Tajani: “Il Green Deal va cambiato radicalmente”
Sulla stessa lunghezza d’onda si era espresso il ministro degli Esteri e leader di Forza Italia, Antonio Tajani, intervenuto con toni netti al congresso del Partito Popolare Europeo (PPE), dove era stato riconfermato vicepresidente, a fine aprile 2025. Anche in quella sede il Green Deal è stato al centro di un acceso dibattito tra i delegati.

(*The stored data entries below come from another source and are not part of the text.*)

PR #9998, opened 2023-12-04
Add EntityCollideWithEntityEvent

### LINKED ISSUE #8729: Entity with Entity collide event

I am currently writing a plugin that simulates a cavalry "charge" of sorts. Basically, while riding a horse, if you run into an entity, that entity gets damaged and knocked back a bit.

I found the VehicleEntityCollisionEvent but apparently that only fires for boats and minecarts.

Either:
- Expanding the VehicleEntityCollisionEvent to fire for horses
- A new EntityCollideWithEntityEvent (not too sure on the naming here lol)

Currently, for this I have to use the EntityMoveEvent and check the bounding boxes there.

### Other

_No response_

notTamion:
resolves #8729 
i decided to store the entities in a set since its not like there is one entity pushing another it just depends on which entity gets ticked first and then pushes both entities in opposite directions.
post hardfork #11906

### DIFF
--- a/patches/api/0365-Collision-API.patch
+++ b/patches/api/0365-Collision-API.patch
@@ -3,7 +3,68 @@ From: Owen1212055 <23108066+Owen1212055@users.noreply.github.com>
 Date: Wed, 6 Oct 2021 20:10:36 -0400
 Subject: [PATCH] Collision API
 
+Co-authored-by: Tamion <70228790+notTamion@users.noreply.github.com>
 
+diff --git a/src/main/java/io/papermc/paper/event/entity/EntityCollideWithEntityEvent.java b/src/main/java/io/papermc/paper/event/entity/EntityCollideWithEntityEvent.java
+new file mode 100644
+index 0000000000000000000000000000000000000000..0505e5479526bcfb757e6078d6bbec423498c303
+--- /dev/null
++++ b/src/main/java/io/papermc/paper/event/entity/EntityCollideWithEntityEvent.java
+@@ -0,0 +1,54 @@
++package io.papermc.paper.event.entity;
++
++import org.bukkit.entity.Entity;
++import org.bukkit.event.Cancellable;
++import org.bukkit.event.Event;
++import org.bukkit.event.HandlerList;
++import org.jetbrains.annotations.ApiStatus;
++import org.jetbrains.annotations.NotNull;
++import java.util.Set;
++
++/**
++ * Fired when two entities collide with each other.
++ * If cancelled, the entities won't get pushed away from each other.
++ */
++public class EntityCollideWithEntityEvent extends Event implements Cancellable {
++
++    private static final HandlerList HANDLER_LIST = new HandlerList();
++    private boolean cancelled;
++    private final Set<Entity> entities;
++
++    @ApiStatus.Internal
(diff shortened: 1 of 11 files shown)


patches/api/0373-Collision-API.patch
```diff
@@ -3,7 +3,64 @@ From: Owen1212055 <23108066+Owen1212055@users.noreply.github.com>
...
++
++public class EntityCollideWithEntityEvent extends Event implements Cancellable {
++
++    private static final HandlerList handlers = new HandlerList();
++    private boolean canceled;
++    private final Set<Entity> entities = new HashSet<>();
++
++    public EntityCollideWithEntityEvent(@NotNull Entity entity1, @NotNull Entity entity2) {
++        this.entities.add(entity1);
++        this.entities.add(entity2);
```
Sytm: Perhaps use `Set.of(entity1, entity2)` instead to create an immutable set, because being able to change it does not really make sense for this implementation

patches/api/0373-Collision-API.patch
```diff
@@ -3,7 +3,64 @@ From: Owen1212055 <23108066+Owen1212055@users.noreply.github.com>
...
++import org.bukkit.event.Event;
++import org.bukkit.event.HandlerList;
++import org.jetbrains.annotations.NotNull;
++import java.util.HashSet;
++import java.util.Set;
++
++public class EntityCollideWithEntityEvent extends Event implements Cancellable {
++
++    private static final HandlerList handlers = new HandlerList();
++    private boolean canceled;
```
Sytm: Should be called `cancelled`

patches/api/0373-Collision-API.patch
```diff
@@ -3,7 +3,63 @@ From: Owen1212055 <23108066+Owen1212055@users.noreply.github.com>
...
++import org.bukkit.event.Cancellable;
++import org.bukkit.event.Event;
++import org.bukkit.event.HandlerList;
++import org.jetbrains.annotations.NotNull;
++import java.util.HashSet;
++import java.util.Set;
++
++public class EntityCollideWithEntityEvent extends Event implements Cancellable {
++
++    private static final HandlerList handlers = new HandlerList();
```
Machine-Maker: `HANDLER_LIST`. Best to use the standards for naming static finals (no matter that upstream doesn't do that)

patches/api/0373-Collision-API.patch
```diff
@@ -3,7 +3,63 @@ From: Owen1212055 <23108066+Owen1212055@users.noreply.github.com>
...
++    private boolean cancelled;
++    private final Set<Entity> entities;
++
++    public EntityCollideWithEntityEvent(@NotNull Entity entity1, @NotNull Entity entity2) {
```
Machine-Maker: Add `ApiStatus.Internal` annotation to the constructor

Machine-Maker (changes requested):

patches/api/0373-Collision-API.patch
imDaniX: Isn't this naming style is used only for constants? `HandlerList` is changing when (un)registering listeners, so it should not be considered a constant.

electronicboy: convention within bukkit is to call it `HANDLER_LIST`

Warriorrrr (approved):

kennytv (approved):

“L’Unione Europea deve concentrarsi sulle grandi priorità, non sulle piccole cose”, aveva tuonato Tajani. “Se vogliamo davvero tutelare il lavoro e creare opportunità per le nuove generazioni, dobbiamo cambiare strada. Serve una politica industriale forte, che sostenga l’economia reale. È tempo di aprire una nuova stagione dopo il disastro del Green Deal”.
L’Europa è la nostra casa. Il mio intervento nella giornata conclusiva del Congresso del PPE a Valencia. pic.twitter.com/Ff6VIu3AFz
— Antonio Tajani (@Antonio_Tajani) April 30, 2025
Tajani aveva criticato duramente l’impostazione del piano europeo, affermando che “non rappresenta una vera lotta al cambiamento climatico, ma un attacco diretto all’agricoltura e all’industria”. Secondo il leader azzurro, è fondamentale adottare un atteggiamento pragmatico, soprattutto in vista delle scadenze imposte dall’Ue. “Va fermata la decisione del 2035 di passare unicamente all’auto elettrica: è un errore gravissimo”.
Il fronte del pragmatismo europeo cresce
L’intervento della presidente Meloni e le posizioni espresse da Tajani si inseriscono in un contesto più ampio di revisione delle politiche ambientali europee, sempre più criticate da una parte dell’establishment politico per l’impatto negativo sull’occupazione e sul tessuto produttivo.
Il Partito Popolare Europeo, di cui sia Meloni (da esterna) che Tajani sono influenti interlocutori, sta riconsiderando alcune posizioni assunte in passato, in particolare sulla transizione energetica e la neutralità tecnologica. Il dibattito è destinato a intensificarsi in vista delle prossime elezioni europee, che potrebbero segnare un punto di svolta nella direzione del Green Deal.